Novel Nanobody Therapeutic Targeting ALB and US28 for the Treatment of Glioblastoma
VHH-P720 is a fully humanized nanobody designed to target both albumin (ALB) and the envelope protein US28 (US28), representing a unique dual-targeting approach for the potential treatment of glioblastoma. Developed as a half-life extended (HLE), trivalent antibody construct, VHH-P720 combines the binding specificity of camelid-derived single domain antibodies with a domain that interacts with human albumin. Expressed in Pichia pastoris strain XL-33 cells, VHH-P720 is currently in the Biological Testing development phase and aims to address critical unmet medical needs in glioblastoma by engaging biologically relevant targets, albumin (ALB) and envelope protein US28 (US28).
| Candidate | VHH-P720 |
| Target | albumin (ALB) Envelope protein US28 (US28) |
| Modality | humanized bispecific VHH |
| Indication | Glioblastoma |
Licensing Opportunity
VHH-P720 is actively open for out-licensing opportunities and collaborative development partnerships. We welcome inquiries from industry partners seeking innovative therapeutics in the area of glioblastoma and targeted nanobody development.

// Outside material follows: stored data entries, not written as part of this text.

PR #554, opened 2020-10-18
ASPNET.Core default Environment settings are cleaned, if used.

### LINKED ISSUE #551: ASPNET.Core should use 'production' or 'development' for their default Environment settings
In #550  the [following suggestion was made ](https://github.com/getsentry/sentry-dotnet/pull/550#discussion_r505574686)by @bruno-garcia :

> I'll change ASP.NET Core to use the same for the default (IsDevelopment, IsProduction) so it matches. Would you be willing to file a PR for that too?

So If understand this comment correctly, the  SENTRY default value for prod/dev are:
- production environment: `production` (lowercase `p`) 
- development environment: `development` (lowercase `d`).

while the [ASPNET_CORE default Environment values are](https://docs.microsoft.com/en-us/aspnet/core/fundamentals/environments?view=aspnetcore-3.1):
- `IsProduction()`: `Production` (uppercase `P`)
- `IsDevelopment()`: `Development` (uppercase `D`).

With the [Sentry ASPNETCORE docs](https://docs.sentry.io/platforms/dotnet/guides/aspnetcore/configuration/environments/) saying that the Environment setting is case _sensitive_, then we should also make sure we setting the correct casing for these two environment settings, _if they are used by the developer_.

**TODO**:
- If the environment setting is falling back to being set with the `ASPNET_ENVIRONMENT` then make sure the case is correctly set to
- `production`
- `development` 

(side note: ✔️ Yep, I can do a PR to this issue, too ❤️ )

PureKrome:
Resolves #551 

NOTES:

The ASPNET.Core project actually targets both NETCOREAPP30 and NS20 (I'm not sure why .....).

> `<TargetFrameworks>netcoreapp3.0;netstandard2.0</TargetFrameworks>`

As such, I've ended up NOT doing a single "if environment == "Production" string check (for both NS20 and NCA30) because NETCOREAPP30+ now [includes this string as a constant](https://docs.microsoft.com/en-us/dotnet/api/microsoft.extensions.hosting.environments.production?view=dotnet-plat-ext-3.1). Yay 🎉 

So I ended up using `#if NETSTANDARD2_0` etc, preprocessor directives. It makes the code a bit more messy, so i'm totally happy to strip that out and just have the a simple string check for both, instead of a string check and a const string check.

Finally, not sure if the test I added was into the correct file, etc. So happy to get told otherwise.


PureKrome:
@bruno-garcia Drats - the test failed, yet it works on my machine. Is there any way I can see _what_ the failure is?

(BTW, I can't run any NET461 or NC21 tests on my machine. I only have NetCore3+ installed)

image

Not sure if the failing test occurs there/then?

src/Sentry.AspNetCore/SentryAspNetCoreOptionsSetup.cs
```diff
@@ -25,10 +25,56 @@ public override void Configure(SentryAspNetCoreOptions options)
...
+                    //       .NET Core sets the ENV variable to 'Production' (upper case P) or
+                    //       'Development' (upper case D) which conflicts with the Sentry recommendation.
+                    //       As such, we'll be kind and override those values, here ... if applicable.
+                    // Assumption: The Hosting Environment is always set.
+                    //             If not set by a developer, then the framework will auto set it.
+                    //             Alternatively, developers might set this to a CUSTOM value, which we
+                    //             need to respect (especially the case-sensitivity).
+                    //             REF: https://docs.microsoft.com/en-us/aspnet/core/fundamentals/environments
+#if NETSTANDARD2_0
+                    if (_hostingEnvironment.Equals("Production"))
```
xt0rted, line 49: Shouldn't this be

```suggestion
                    if (_hostingEnvironment.EnvironmentName.Equals("Production"))
```

@PureKrome the failing tests create annotations in the [diff view](https://github.com/getsentry/sentry-dotnet/pull/554/files), if you scroll down you'll see which ones are failing along with their message.

test/Sentry.AspNetCore.Tests/SentryAspNetCoreOptionsSetupTests.cs
```diff
@@ -39,5 +39,49 @@ public void Filters_KestrelEventId1_WithException_NotFiltered()
...
+        public void Filters_Environment_SentryEnvironment_Set(string environment)
+        {
+            // Arrange.
+            Environment.SetEnvironmentVariable(Internal.Constants.EnvironmentEnvironmentVariable, environment);
+
+            // Act.
+            _sut.Configure(_target);
+
+            // Assert.
+            Assert.Equal(environment, _target.Environment);
```
xt0rted, line 84: Give this a try. Switching to this got everything working on my machine.

```suggestion
            // Arrange.
            EnvironmentVariableGuard.WithVariable(Internal.Constants.EnvironmentEnvironmentVariable, environment, () => {
                // Act.
                _sut.Configure(_target);

                // Assert.
                Assert.Equal(environment, _target.Environment);
            });
```

test/Sentry.AspNetCore.Tests/SentryAspNetCoreOptionsSetupTests.cs
```diff
@@ -39,5 +39,50 @@ public void Filters_KestrelEventId1_WithException_NotFiltered()
...
+            Assert.Equal(expectedEnvironment, _target.Environment);
+        }
+
+        [Theory]
+        [InlineData("foo")] // Random setting.
+        [InlineData("Production")] // Custom setting which is the same as ASPNET_ENVIRONMENT. But because this is manually set, don't change it.
+        public void Filters_Environment_SentryEnvironment_Set(string environment)
+        {
+            // Arrange.
+            EnvironmentVariableGuard.WithVariable(Internal.Constants.EnvironmentEnvironmentVariable, environment, () =>
```
xt0rted, line 78: @PureKrome I forgot to mention you also need to add `using Sentry.Testing;` to use this helper here. Sorry about that.

PureKrome: Yeah, i had to manually add that in, at the top. NP.

PureKrome:
@bruno-garcia as a side note to this PR, i don't understand how my PR dropped code coverage by 8% 😢 

I'd love to know how/why so I can make sure I'm covering the code I just created.

(note: I did click on the file in the codecoverage report above and not sure how to make it out :/ )

Tyrrrz:
> The ASPNET.Core project actually targets both NETCOREAPP30 and NS20 (I'm not sure why .....).

That's mainly because NS20 doesn't have nullable type annotations on BCL.

src/Sentry.AspNetCore/SentryAspNetCoreOptionsSetup.cs
```diff
@@ -25,10 +25,52 @@ public override void Configure(SentryAspNetCoreOptions options)
...
+            {
+                var locatedEnvironment = EnvironmentLocator.Locate();
+                if (!string.IsNullOrWhiteSpace(locatedEnvironment))
+                {
+                    // Sentry specific environment takes precedence #92.
+                    options.Environment = locatedEnvironment;
+                }
+                else
+                {
+                    // NOTE: Sentry prefers to have it's environment setting to be all lower case.
```
Tyrrrz, line 39: Nit: `it's` -> `its`.

src/Sentry.AspNetCore/SentryAspNetCoreOptionsSetup.cs
```diff
@@ -25,10 +25,52 @@ public override void Configure(SentryAspNetCoreOptions options)
...
+#else
+                    if (_hostingEnvironment.EnvironmentName.Equals(Microsoft.Extensions.Hosting.Environments.Production))
+                    {
+                        options.Environment = Internal.Constants.DefaultEnvironmentSetting;
+                    }
+                    else if (_hostingEnvironment.EnvironmentName.Equals(Microsoft.Extensions.Hosting.Environments.Development))
+                    {
+                        options.Environment = Microsoft.Extensions.Hosting.Environments.Development.ToLower();
+                    }
+#endif
```
Tyrrrz, line 66: To reduce essential nesting, I would do:

```csharp
public static class Constants
{
    public static string ProductionEnvironmentName =>
        #if NETSTANDARD2_0
             "Production";
        #else
             Microsoft.Extensions.Hosting.Environments.Production;
        #endif
}
```

and then...

```csharp
if (_hostingEnvironment.EnvironmentName.Equals(Constants.ProductionEnvironmentName)
{
    // ...
}
```

src/Sentry.AspNetCore/SentryAspNetCoreOptionsSetup.cs
```diff
@@ -25,10 +25,52 @@ public override void Configure(SentryAspNetCoreOptions options)
...
+                    //       .NET Core sets the ENV variable to 'Production' (upper case P) or
+                    //       'Development' (upper case D) which conflicts with the Sentry recommendation.
+                    //       As such, we'll be kind and override those values, here ... if applicable.
+                    // Assumption: The Hosting Environment is always set.
+                    //             If not set by a developer, then the framework will auto set it.
+                    //             Alternatively, developers might set this to a CUSTOM value, which we
+                    //             need to respect (especially the case-sensitivity).
+                    //             REF: https://docs.microsoft.com/en-us/aspnet/core/fundamentals/environments
+#if NETSTANDARD2_0
+                    if (_hostingEnvironment.EnvironmentName.Equals("Production"))
```
Tyrrrz, line 49: Should we consider case sensitivity here? Or maybe use `StringComparison.OrdinalIgnoreCase`?

src/Sentry.AspNetCore/SentryAspNetCoreOptionsSetup.cs
```diff
@@ -25,10 +25,52 @@ public override void Configure(SentryAspNetCoreOptions options)
...
+                        options.Environment = "development";
+                    }
+#else
+                    if (_hostingEnvironment.EnvironmentName.Equals(Microsoft.Extensions.Hosting.Environments.Production))
+                    {
+                        options.Environment = Internal.Constants.DefaultEnvironmentSetting;
+                    }
+                    else if (_hostingEnvironment.EnvironmentName.Equals(Microsoft.Extensions.Hosting.Environments.Development))
+                    {
+                        options.Environment = Microsoft.Extensions.Hosting.Environments.Development.ToLower();
```
Tyrrrz, line 64: `ToLowerInvariant()` should be more consistent as it's not culture-dependent.

src/Sentry.AspNetCore/SentryAspNetCoreOptionsSetup.cs
```diff
@@ -25,10 +25,52 @@ public override void Configure(SentryAspNetCoreOptions options)
...
+                    if (_hostingEnvironment.EnvironmentName.Equals("Production"))
+                    {
+                        options.Environment = Internal.Constants.DefaultEnvironmentSetting;
+                    }
+                    else if (_hostingEnvironment.EnvironmentName.Equals("Development"))
+                    {
+                        options.Environment = "development";
+                    }
+#else
+                    if (_hostingEnvironment.EnvironmentName.Equals(Microsoft.Extensions.Hosting.Environments.Production))
```
bruno-garcia, line 58: can we have a `using HostingEnvironments = Microsoft.Extensions.Hosting.Environments`?

src/Sentry.AspNetCore/SentryAspNetCoreOptionsSetup.cs
bruno-garcia, line 64:
```suggestion
                        options.Environment = Microsoft.Extensions.Hosting.Environments.Development.ToLowerInvariant();
```

bruno-garcia (commented):
great stuff!

src/Sentry.AspNetCore/SentryAspNetCoreOptionsSetup.cs
PureKrome: Great suggestion! i'll update!

src/Sentry.AspNetCore/SentryAspNetCoreOptionsSetup.cs
PureKrome: :wrench:

src/Sentry.AspNetCore/SentryAspNetCoreOptionsSetup.cs
PureKrome: 🔧

src/Sentry.AspNetCore/SentryAspNetCoreOptionsSetup.cs
PureKrome: :wrench:

Fixed by not requiring this namespace as i've moved the constant strings out to another class.

src/Sentry.AspNetCore/SentryAspNetCoreOptionsSetup.cs
PureKrome: I did case sensitivity to reduce cycles. Why set the value if it's already the exact same?

Tyrrrz (approved):

PureKrome:
sadness 😢 AppVeyor is dying cause of some transient error :(

```
C:\projects\sentry-dotnet\.tmp\dotnet\sdk\5.0.100-preview.8.20417.9\NuGet.targets(128,5): error : Unable to load the service index for source https://api.nuget.org/v3/index.json. [C:\projects\sentry-dotnet\Sentry.sln]
C:\projects\sentry-dotnet\.tmp\dotnet\sdk\5.0.100-preview.8.20417.9\NuGet.targets(128,5): error :   No connection could be made because the target machine actively refused it. (api.nuget.org:443) [C:\projects\sentry-dotnet\Sentry.sln]
C:\projects\sentry-dotnet\.tmp\dotnet\sdk\5.0.100-preview.8.20417.9\NuGet.targets(128,5): error :   No connection could be made because the target machine actively refused it. [C:\projects\sentry-dotnet\Sentry.sln]
Command exited with code 1
bash scripts\zeus.sh report_failed

```

bruno-garcia:
rerunning the build.
We'll hopefully soon move over to GHA completely

bruno-garcia (approved):
Good stuff!

bruno-garcia:
Thanks again @PureKrome !

PureKrome:
My pleasure 👍🏻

Contact UsDevelopment Phase
| Program | Research | Preclinical | Phase 1 |
|---|---|---|---|
| VHH-P720 |
Modality
VHH-P720 utilizes a half-life extended, trivalent nanobody architecture, featuring two camelid-derived single domain antibodies targeting US28 and an additional albumin-binding VHH domain. Nanobodies, due to their small molecular size and single domain structure, often demonstrate superior tissue penetration, enhanced stability, and reduced immunogenicity compared to conventional antibodies. The half-life extension conferred by albumin binding maximizes systemic exposure, while the trivalency enables simultaneous targeting of glioblastoma’s relevant molecular pathways. Expression in Pichia pastoris supports scalable, cost-effective manufacturing. These modality advantages render VHH-P720 especially promising for reaching and retaining activity within the tumor microenvironment of glioblastoma.
Target
ALB and US28 are central to the biological activity of VHH-P720. ALB is a highly abundant plasma protein, essential for molecular transport and regulation of osmotic pressure, and is prominently expressed in circulation. US28, a viral G protein-coupled receptor encoded by cytomegalovirus, has been implicated in glioblastoma progression due to its constitutive signaling and association with tumor microenvironment modulation. ALB targeting allows for extended serum half-life, enhancing pharmacokinetics and drug delivery. US28 is frequently expressed in glioblastoma tissues and is recognized for driving cellular proliferation and immune evasion. Thus, ALB and US28 are strategically valuable as dual targets, supporting the innovation and therapeutic potential of VHH-P720 in glioblastoma management.
Mechanism of Action
VHH-P720 functions by simultaneously binding ALB and US28 using its highly specific VHH domains. The anti-ALB component prolongs systemic exposure, taking advantage of albumin’s natural abundance and half-life extension properties. Concurrently, the US28-targeting domains engage the viral GPCR homolog present in glioblastoma, potentially interfering with signaling pathways that support tumor growth and survival. This dual-action approach may disrupt tumor-promoting environments while maintaining high therapeutic concentrations. Furthermore, the nanobody platform offers modular capabilities that could be leveraged to generate antibody-drug conjugates (ADCs), bispecific formats, or immune cell engagers for expanded therapeutic strategies against glioblastoma and other indications.
Glioblastoma
Glioblastoma is one of the most aggressive forms of brain cancer, characterized by rapid growth, diffuse infiltration, and resistance to conventional therapies. It accounts for a significant proportion of primary malignant brain tumors diagnosed globally. Current treatment regimens typically include maximal surgical resection, radiotherapy, and chemotherapy; however, prognosis remains poor due to recurrence and limited therapeutic response. Molecularly targeted therapies are in ongoing development, yet most patients still face significant challenges such as treatment resistance, tumor heterogeneity, and limited blood-brain barrier penetration. There is an urgent, unmet medical need for more effective and durable therapy options. VHH-P720 offers a novel mechanism by dual-targeting ALB for half-life extension and US28 for direct tumor engagement, thereby holding promise for improved therapeutic outcomes in glioblastoma.